Exercise material:
((
PR #2884, opened 2023-08-01
fix(ColorTransferFunction): misuse of return value

### LINKED ISSUE #2881: [Bug] Error in ColorTransferFunction when indexed Lookup Mode is used
### Bug description

In getColor() function   there is a call to getNodeValue function where returned value is passed by function argument (array). 
https://github.com/Kitware/vtk-js/blob/188c7fb379a87b97f39262659d4a66aedc2e88d3/Sources/Rendering/Core/ColorTransferFunction/index.js#L395-L398

But getNodeValue is setting 6-element array instead of object with r,g,b properties as above.
https://github.com/Kitware/vtk-js/blob/188c7fb379a87b97f39262659d4a66aedc2e88d3/Sources/Rendering/Core/ColorTransferFunction/index.js#L962-L976

So the code in getColor should be:
```
 rgb[0] = nodeVal[1];
 rgb[1] = nodeVal[2];
 rgb[2] = nodeVal[3];
```

### Steps to reproduce

Any use of `ColorTransferFunction` with `setIndexedLookup(true)`

### Detailed Behavior

_No response_

### Expected Behavior

The getColor function should return color indiced by annotation, instead undefined values are returned.

### Environment

- vtk.js version: 17.17.x
- Browsers: any
- OS: any

floryst:
### Context

Fixes #2881 
- getNanColor returns an array and accepts no parameters.
- getNodeValue sets nodeVal to an array, not object.

### Results

- Correct usage of getNanColor and getNodeValue

### Changes

- [x] Updates to vtkColorTransferFunction

### PR and Code Checklist

### Testing

### DIFF
--- a/Sources/Rendering/Core/ColorTransferFunction/index.js
+++ b/Sources/Rendering/Core/ColorTransferFunction/index.js
@@ -389,13 +389,17 @@ function vtkColorTransferFunction(publicAPI, model) {
       // todo
       const idx = publicAPI.getAnnotatedValueIndexInternal(x);
       if (idx < 0 || numNodes === 0) {
-        publicAPI.getNanColor(rgb);
+        const nanColor = publicAPI.getNanColorByReference();
+        rgb[0] = nanColor[0];
+        rgb[1] = nanColor[1];
+        rgb[2] = nanColor[2];
       } else {
         const nodeVal = [];
         publicAPI.getNodeValue(idx % numNodes, nodeVal);
-        rgb[0] = nodeVal.r;
-        rgb[1] = nodeVal.g;
-        rgb[2] = nodeVal.b;
+        // nodeVal[0] is the x value. nodeVal[1...3] is rgb.
+        rgb[0] = nodeVal[1];
+        rgb[1] = nodeVal[2];
+        rgb[2] = nodeVal[3];
       }
       return;
     }
@@ -1030,7 +1034,10 @@ function vtkColorTransferFunction(publicAPI, model) {
       rgba[3] = 1.0; // NodeColor is RGB-only.
       return;
     }
-    publicAPI.getNanColor(rgba);
+    const nanColor = publicAPI.getNanColorByReference();
+    rgba[0] = nanColor[0];
+    rgba[1] = nanColor[1];
+    rgba[2] = nanColor[2];
     rgba[3] = 1.0; // NanColor is RGB-only.
   };
 


Sources/Rendering/Core/ColorTransferFunction/index.js
```diff
@@ -1030,7 +1033,10 @@ function vtkColorTransferFunction(publicAPI, model) {
       rgba[3] = 1.0; // NodeColor is RGB-only.
       return;
     }
-    publicAPI.getNanColor(rgba);
+    const nanColor = publicAPI.getNanColor();
```
jourdain, line 1036: does that call do a new allocation? Maybe use getNanColorAsReference() if available instead?

Sources/Rendering/Core/ColorTransferFunction/index.js
```diff
@@ -389,13 +389,16 @@ function vtkColorTransferFunction(publicAPI, model) {
...
+        rgb[0] = nanColor[0];
+        rgb[1] = nanColor[1];
+        rgb[2] = nanColor[2];
       } else {
         const nodeVal = [];
         publicAPI.getNodeValue(idx % numNodes, nodeVal);
-        rgb[0] = nodeVal.r;
-        rgb[1] = nodeVal.g;
-        rgb[2] = nodeVal.b;
+        rgb[0] = nodeVal[1];
```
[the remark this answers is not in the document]
floryst: Yep. I can add a comment indicating such.

Sources/Rendering/Core/ColorTransferFunction/index.js
floryst: Ah good point. Yes, I think there's a copy here. I forgot about the AsReference methods.

jourdain (approved):

Sources/Rendering/Core/ColorTransferFunction/index.js
```diff
@@ -389,13 +389,17 @@ function vtkColorTransferFunction(publicAPI, model) {
       // todo
       const idx = publicAPI.getAnnotatedValueIndexInternal(x);
       if (idx < 0 || numNodes === 0) {
-        publicAPI.getNanColor(rgb);
```
finetjul, line 392: It would be a convenient signature to also support in `macros.js!getArray()` function

floryst: I certainly think it's a good way to write an array type directly into a destination array. It'll involve rewriting a lot of typescript definitions to include the optional out param...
))
Directions: Restate every entry word for word.

Written response:
PR #2884, opened 2023-08-01
fix(ColorTransferFunction): misuse of return value

### LINKED ISSUE #2881: [Bug] Error in ColorTransferFunction when indexed Lookup Mode is used
### Bug description

In getColor() function   there is a call to getNodeValue function where returned value is passed by function argument (array). 
https://github.com/Kitware/vtk-js/blob/188c7fb379a87b97f39262659d4a66aedc2e88d3/Sources/Rendering/Core/ColorTransferFunction/index.js#L395-L398

But getNodeValue is setting 6-element array instead of object with r,g,b properties as above.
https://github.com/Kitware/vtk-js/blob/188c7fb379a87b97f39262659d4a66aedc2e88d3/Sources/Rendering/Core/ColorTransferFunction/index.js#L962-L976

So the code in getColor should be:
```
 rgb[0] = nodeVal[1];
 rgb[1] = nodeVal[2];
 rgb[2] = nodeVal[3];
```

### Steps to reproduce

Any use of `ColorTransferFunction` with `setIndexedLookup(true)`

### Detailed Behavior

_No response_

### Expected Behavior

The getColor function should return color indiced by annotation, instead undefined values are returned.

### Environment

- vtk.js version: 17.17.x
- Browsers: any
- OS: any

floryst:
### Context

Fixes #2881 
- getNanColor returns an array and accepts no parameters.
- getNodeValue sets nodeVal to an array, not object.

### Results

- Correct usage of getNanColor and getNodeValue

### Changes

- [x] Updates to vtkColorTransferFunction

### PR and Code Checklist

### Testing

### DIFF
--- a/Sources/Rendering/Core/ColorTransferFunction/index.js
+++ b/Sources/Rendering/Core/ColorTransferFunction/index.js
@@ -389,13 +389,17 @@ function vtkColorTransferFunction(publicAPI, model) {
       // todo
       const idx = publicAPI.getAnnotatedValueIndexInternal(x);
       if (idx < 0 || numNodes === 0) {
-        publicAPI.getNanColor(rgb);
+        const nanColor = publicAPI.getNanColorByReference();
+        rgb[0] = nanColor[0];
+        rgb[1] = nanColor[1];
+        rgb[2] = nanColor[2];
       } else {
         const nodeVal = [];
         publicAPI.getNodeValue(idx % numNodes, nodeVal);
-        rgb[0] = nodeVal.r;
-        rgb[1] = nodeVal.g;
-        rgb[2] = nodeVal.b;
+        // nodeVal[0] is the x value. nodeVal[1...3] is rgb.
+        rgb[0] = nodeVal[1];
+        rgb[1] = nodeVal[2];
+        rgb[2] = nodeVal[3];
       }
       return;
     }
@@ -1030,7 +1034,10 @@ function vtkColorTransferFunction(publicAPI, model) {
       rgba[3] = 1.0; // NodeColor is RGB-only.
       return;
     }
-    publicAPI.getNanColor(rgba);
+    const nanColor = publicAPI.getNanColorByReference();
+    rgba[0] = nanColor[0];
+    rgba[1] = nanColor[1];
+    rgba[2] = nanColor[2];
     rgba[3] = 1.0; // NanColor is RGB-only.
   };
 


Sources/Rendering/Core/ColorTransferFunction/index.js
```diff
@@ -1030,7 +1033,10 @@ function vtkColorTransferFunction(publicAPI, model) {
       rgba[3] = 1.0; // NodeColor is RGB-only.
       return;
     }
-    publicAPI.getNanColor(rgba);
+    const nanColor = publicAPI.getNanColor();
```
jourdain, line 1036: does that call do a new allocation? Maybe use getNanColorAsReference() if available instead?

Sources/Rendering/Core/ColorTransferFunction/index.js
```diff
@@ -389,13 +389,16 @@ function vtkColorTransferFunction(publicAPI, model) {
...
+        rgb[0] = nanColor[0];
+        rgb[1] = nanColor[1];
+        rgb[2] = nanColor[2];
       } else {
         const nodeVal = [];
         publicAPI.getNodeValue(idx % numNodes, nodeVal);
-        rgb[0] = nodeVal.r;
-        rgb[1] = nodeVal.g;
-        rgb[2] = nodeVal.b;
+        rgb[0] = nodeVal[1];
```
[the remark this answers is not in the document]
floryst: Yep. I can add a comment indicating such.

Sources/Rendering/Core/ColorTransferFunction/index.js
floryst: Ah good point. Yes, I think there's a copy here. I forgot about the AsReference methods.

jourdain (approved):

Sources/Rendering/Core/ColorTransferFunction/index.js
```diff
@@ -389,13 +389,17 @@ function vtkColorTransferFunction(publicAPI, model) {
       // todo
       const idx = publicAPI.getAnnotatedValueIndexInternal(x);
       if (idx < 0 || numNodes === 0) {
-        publicAPI.getNanColor(rgb);
```
finetjul, line 392: It would be a convenient signature to also support in `macros.js!getArray()` function

floryst: I certainly think it's a good way to write an array type directly into a destination array. It'll involve rewriting a lot of typescript definitions to include the optional out param...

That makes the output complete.